Bien que m'étant passablement ennuyée avec le dernier roman de Ian McEwan, et son héros androïde Adam, je me suis lancée dans une autre histoire de robots, parce que le sujet me passionne et que je suis toujours curieuse de voir comment les écrivains imaginent notre futur.
Esther, l'héroïne de ce roman, est donc un robot, mais un robot d'un genre très particulier : un lovebot, c'est-à-dire un androïde conçu à des fins sexuelles. Elle a été développée par la société Synthetics Industries qui domine le marché et ne cesse de perfectionner ses modèles pour les rendre de plus en plus proches du réel, améliorant leurs performances pour rendre l'expérience utilisateur de plus en plus excitante... Nous sommes dans un monde où les robots ont envahi tous les domaines de la vie : professionnel, domestique, érotique. Un monde où la population se divise en "synthétiques" et "organiques", un monde où les voitures conduisent toutes seules et où les services publics ont complètement disparu au profit de sociétés privées obsédées par la rentabilité.
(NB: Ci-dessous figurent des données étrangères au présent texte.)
PR #9389, opened 2020-11-14
Added a system property to stop updating service provider name.

prasa7:
To stop overriding the Service provider name we need to set override.sp.name system property to false
-Doverride.sp.name=false


1akshitha:
Fixes https://github.com/wso2/product-apim/issues/9455

mushthaq33 (approved):

bhathiya:
@prasa7 why is this till open?

PR #9403, opened 2020-11-19
Fix scope validation issue when invoking default API with Oauth token

YasasRangika:
## Purpose
Fixes: https://github.com/wso2/product-apim/issues/9386

## Goals
To solve the failure of scope validation when invoking default version of an API using Oauth as token type with no version in the uri.

## Approach
Defined new variable inside the DefaultKeyValidationHandler.java to store pure api version since default api versions are prefixed with `_default_` and it causes to fail the api search using `getApiByContextAndVersion()`.

### DIFF
--- a/components/apimgt/org.wso2.carbon.apimgt.keymgt/src/main/java/org/wso2/carbon/apimgt/keymgt/handlers/DefaultKeyValidationHandler.java
+++ b/components/apimgt/org.wso2.carbon.apimgt.keymgt/src/main/java/org/wso2/carbon/apimgt/keymgt/handlers/DefaultKeyValidationHandler.java
@@ -158,10 +158,17 @@ public class DefaultKeyValidationHandler extends AbstractKeyValidationHandler {
         } else {
             resourceArray = new ArrayList<>(Arrays.asList(resourceList));
         }
+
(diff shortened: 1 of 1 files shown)


components/apimgt/org.wso2.carbon.apimgt.keymgt/src/main/java/org/wso2/carbon/apimgt/keymgt/handlers/DefaultKeyValidationHandler.java
```diff
@@ -158,10 +158,17 @@ public boolean validateScopes(TokenValidationContext validationContext) throws A
         } else {
             resourceArray = new ArrayList<>(Arrays.asList(resourceList));
         }
+
+        String actualVersion = validationContext.getVersion();
```
bhathiya, line 162: it's wrong to call this actual version right?

YasasRangika: Let's make it as apiVersion and then assign the actual version by splitting.

bhathiya (approved):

Mais Esther a eu quelques ennuis, et c'est désarticulée dans un benne à ordures que Maxine et Anton vont la découvrir par hasard. Ils forment un couple marié depuis vingt ans, un peu usé par le quotidien, une vie déshumanisée et des boulots peu épanouissants. Contre l'avis de son épouse, et parce qu'il est touché par cette créature d'apparence si humaine, Anton va entreprendre de la récupérer, de la réparer et... de l'essayer, alors que sa femme se donne du plaisir avec un pussylicker (ne comptez pas sur moi pour traduire !) et que leur ado mutique de fils se livre à des expériences érotiques avec l'hologramme d'une star de porno. Pendant ce temps, à l'autre bout de la ville, un homme est retrouvé mort chez lui, apparemment sans signe de violence, mais un élément empêche l'inspectrice chargée de l'affaire de conclure au suicide...
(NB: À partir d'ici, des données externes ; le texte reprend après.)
PR #9485, opened 2020-12-10
Provides the ability to customize the apikey generation and signing

Ketharan:
**Purpose**
It provides the ability to customize the API key generation and signing.
Fixes public issue :  https://github.com/wso2/product-apim/issues/8448

**Approach**
Adds a configuration option to provide a separate Keystore to provide the private key to sign the API key.
Also an extendable interface is given to add any custom implementation for API key generation.

If a user needs to use a custom Keystore to sign the JWT of  APIKey then that custom Keystore file should be added to the Keystore directory (`APIM_Home/repository/resources/security`) and `deployment.toml` via the config

```
[custom_keystore.KeySignKeyStore]
file_name =  "apikeysigner.jks"
type =  "JKS"
password =  "wso2carbon"
alias =  "apikeysigner"
key_password =  "wso2carbon"
```

and the name of the custom Keystore (that is the later part divided by the full stop in the config header, i.e `KeySignKeyStore`) should be given as `api_key_keystore` and the `api_key_alias` should point to the alias of the public certificate of the corresponding private key, which already added to the client trust store. 

```
[apim.devportal]
api_key_alias = "apikeysigner"
api_key_keystore = "KeySignKeyStore"
```

If the `api_key_keystore` is not configured then Primary Keystore will be used for signing and the `api_key_alias` should point to the public certificate alias of the corresponding private key of Primary Keystore.

Further the APIKey generation can be extended either implementing the interface
`org.wso2.carbon.apimgt.impl.token.ApiKeyGenerator`
or extending the class 
`org.wso2.carbon.apimgt.impl.token.DefaultApiKeyGenerator` 
and mentioning the fully qualified class name
in `deployment.toml` 
eg.

```
[apim.devportal]
api_key_generator_impl = org.wso2.carbon.apimgt.impl.token.CustomApiKeyGenerator
```

If that configuration is not given then the default implementation 
`org.wso2.carbon.apimgt.impl.token.DefaultApiKeyGenerator`
will be used.


Ketharan:
Closing this hence this is already added to the master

Même si un ou deux détails m'ont agacée quant à ces lovebots, j'ai beaucoup aimé cette histoire que j'ai lue d'une traite, parce qu'elle est drôle, intelligente, très bien construite, et ne contient aucun temps mort. Un lien très singulier va naître entre le couple un peu frustré et la créature de rêve, qui va sortir de façon très réjouissante du stéréotype de femme-objet soumise et docile pour lequel elle a été créée, générant la panique chez les dirigeants de Synthetics Industries. Faut-il craindre la revanche de la machine sur l'humain ? L'auteur nous mène ainsi avec brio du roman érotique au thriller technologique, en passant par la fable d'anticipation, le roman sociétal ou d’initiation, tous les fils narratifs finissant par se cristalliser sur la "personne" d'Esther.
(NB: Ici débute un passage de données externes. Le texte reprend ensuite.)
PR #9550, opened 2021-01-07
Fixing product-apim/issues/9586

mushthaq33:
This PR fixes https://github.com/wso2/product-apim/issues/9586

### DIFF
--- a/features/apimgt/org.wso2.carbon.apimgt.publisher.feature/src/main/resources/publisher/source/src/app/data/AuthManager.js
+++ b/features/apimgt/org.wso2.carbon.apimgt.publisher.feature/src/main/resources/publisher/source/src/app/data/AuthManager.js
@@ -19,7 +19,6 @@
 import qs from 'qs';
 import CONSTS from 'AppData/Constants';
 import Configurations from 'Config';
-import API from 'AppData/api';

Olivier Bruneau est aussi scénariste et a un talent certain pour les scènes très visuelles. Il nous décrit avec une précision quasi chirurgicale la texture de sa créature, et conçoit avec la même fluidité une scène de sexe ou une poursuite en voiture. En revisitant le mythe de Frankenstein et de la créature qui échappe à son créateur, il soulève par ailleurs un certain nombre de questions éthiques sur la limite entre l'homme et la machine, entre l'être organique et l'être synthétique. Comment définir l'humanité ? L'âme est-elle le propre de l'humain ? A quel point la machine apprenante peut-elle s'humaniser ? Le robot peut-il à la fois être totalement humanisé et considéré comme un objet ? Et si, à force de vouloir créer des automates qui nous imitent si bien, on finissait par produire des créatures pires que nous ? Sans apporter de réponses définitives, l'auteur soumet à son lecteur de jolies pistes de réflexions sur ce qui sera peut-être le monde de demain.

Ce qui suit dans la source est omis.